Per compiere l’impresa di imbastire un imponente film di 174 minuti, Iñárritu si affida a Netflix e torna a collaborare con lo sceneggiatore Premio Oscar Nicolás Giacobone, penna della pellicola con protagonista Michael Keaton sopracitata e di Biutiful.
Collaborazione che se vogliamo suggella definitivamente la volontà del cineasta di fare di questo film summa e raccordo del suo percorso, che, come se non bastasse, racconta la storia di un ritorno alle proprie radici di un 50enne messicano sull’orlo di una crisi di nervi che ha trovato successo negli USA, forse un po’ come lui, che torna a girare in patria con attori indigeni dopo il periodo hollywoodiano (e che periodo). Speriamo però per Iñárritu che la crisi non sia la stessa del protagonista.
Bardo (falsa crónica de unas cuantas verdades) arriva su Netflix il 16 dicembre dopo un limitato (purtroppo) passaggio nelle sale.
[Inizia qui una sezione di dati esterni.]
PR #168, opened 2019-02-12
B fix/team create add approvers

danilo996:


src/main/java/eu/execom/hawaii/service/AllowanceService.java
```diff
@@ -88,7 +88,7 @@ public void applyPendingRequest(Request request, boolean requestCanceled) {
    * @param userId Allowance user.
    * @return Allowance.
    */
-  Allowance getByUserAndYear(Long userId, int year) {
+  public Allowance getByUserAndYear(Long userId, int year) {
```
stanislavgrujic: Where do you use this method, which you've made public?

PR #169, opened 2019-02-12
B feature/get user by id

danilo996:


src/main/java/eu/execom/hawaii/service/AllowanceService.java
```diff
@@ -88,7 +88,7 @@ public void applyPendingRequest(Request request, boolean requestCanceled) {
    * @param userId Allowance user.
    * @return Allowance.
    */
-  Allowance getByUserAndYear(Long userId, int year) {
+  public Allowance getByUserAndYear(Long userId, int year) {
```
mariobasic: Same comment from previous pull requests apply. Please change to private if you don't use it outside of this class.

src/main/java/eu/execom/hawaii/api/controller/UserController.java
```diff
@@ -70,6 +70,13 @@ public UserController(UserService userService, DayService dayService, TeamServic
     return new ResponseEntity<>(userDtos, HttpStatus.OK);
   }
 
+  @GetMapping("/{id}")
+  public ResponseEntity<UserDto> getUserById(@PathVariable Long id) {
+    var user = userService.getUserById(id);
+    var userDto = new UserDto(user);
+    return new ResponseEntity<>(userDto, HttpStatus.OK);
```
mariobasic: Not a mistake but suggestion you could write `return new ResponseEntity<>(new UserDto(user), HttpStatus.OK);` thus eliminating need for line 76. If you pay attention to other methods in this class it's returned this way anywhere where it could be applied.

src/main/java/eu/execom/hawaii/service/RequestService.java
```diff
@@ -196,7 +196,7 @@ public Request save(Request request, User modifiedByUser) {
    * Saves the provided Request to repository.
    * Makes audit of that save.
    *
-   * @param request the Request entity to be persisted.
+   * @param request        the Request entity to be persisted.
```
stanislavgrujic: Please remove extra spaces.

src/main/java/eu/execom/hawaii/service/RequestService.java
```diff
@@ -182,7 +182,7 @@ public Request getById(Long id) {
...
```
stanislavgrujic: Please remove extra spaces.

PR #179, opened 2019-02-18
Remove Team

danilo996:
- Physically deletes team 

- Check if team member list is empty. If there are members in member list, do not allow delete action


src/main/java/eu/execom/hawaii/service/TeamService.java
```diff
@@ -72,7 +65,7 @@ public Team save(Team team, User modifiedByUser) {
   /**
    * Saves the provided Team to repository.
    *
-   * @param team the Team entity to be persisted.
+   * @param team           the Team entity to be persisted.
```
stanislavgrujic: Please remove these extra spaces. Check all changed files.

stanislavgrujic:

PR #187, opened 2019-02-21
b-feature/merging-frontend-and-backend

aberonja:
Frontend and Backend running on the same port, implemented with frontend-maven-plugin, copies build folder from frontend/build to resources/static folder from which serves frontend


stanislavgrujic:
@iscekic Is it a common practice to put executable node into the source control? I would say it is a bad practice, since it should be part of environment configuration to install node properly.

stanislavgrujic:
Same for yarn.

iscekic:
You're right, usually executables are provided by the environment and if they're not there the build fails (as it should).

We can do some version checks but other than that nothing else.

I scrolled past this stuff down to FE changes so I didn't spot them, my bad. 😄

stanislavgrujic:
@aberonja Once you remove the committed executables (node, yarn...) you can merge the PR.

pom.xml
```diff
@@ -32,7 +32,10 @@
         <liquibase-version>3.6.2</liquibase-version>
         <plantuml-maven-plugin-version>1.2</plantuml-maven-plugin-version>
         <plantuml-version>8059</plantuml-version>
-
+        <frontend-maven-plugin-version>1.6</frontend-maven-plugin-version>
```
iscekic: @stanislavgrujic Are changes in this file ok? I don't speak `maven` that well. 😄

aberonja: @iscekic I was thinking that maybe we should convert it to npm instead of yarn because it's more common and it is already installed alongside node. Also, in our documentation yarn is not a must prerequisite, it is optional.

“Immigrato di prima classe” torna a casa
Silverio (Daniel Gimenéz Cacho, che con questo film fa l’en plein delle collaborazione con i maggiori registi messicani contemporanei) è un giornalista famoso, sia in Messico, casa sua, sia negli Stati Uniti, dove è immigrato insieme alla moglie, dove ha fatto nascere i suoi figli, dove è diventato un documentarista di successo e dove verrà premiato con il traguardo più prestigioso della carta stampata (non è solo stampata ormai, ma abbiate pazienza) nordamericana.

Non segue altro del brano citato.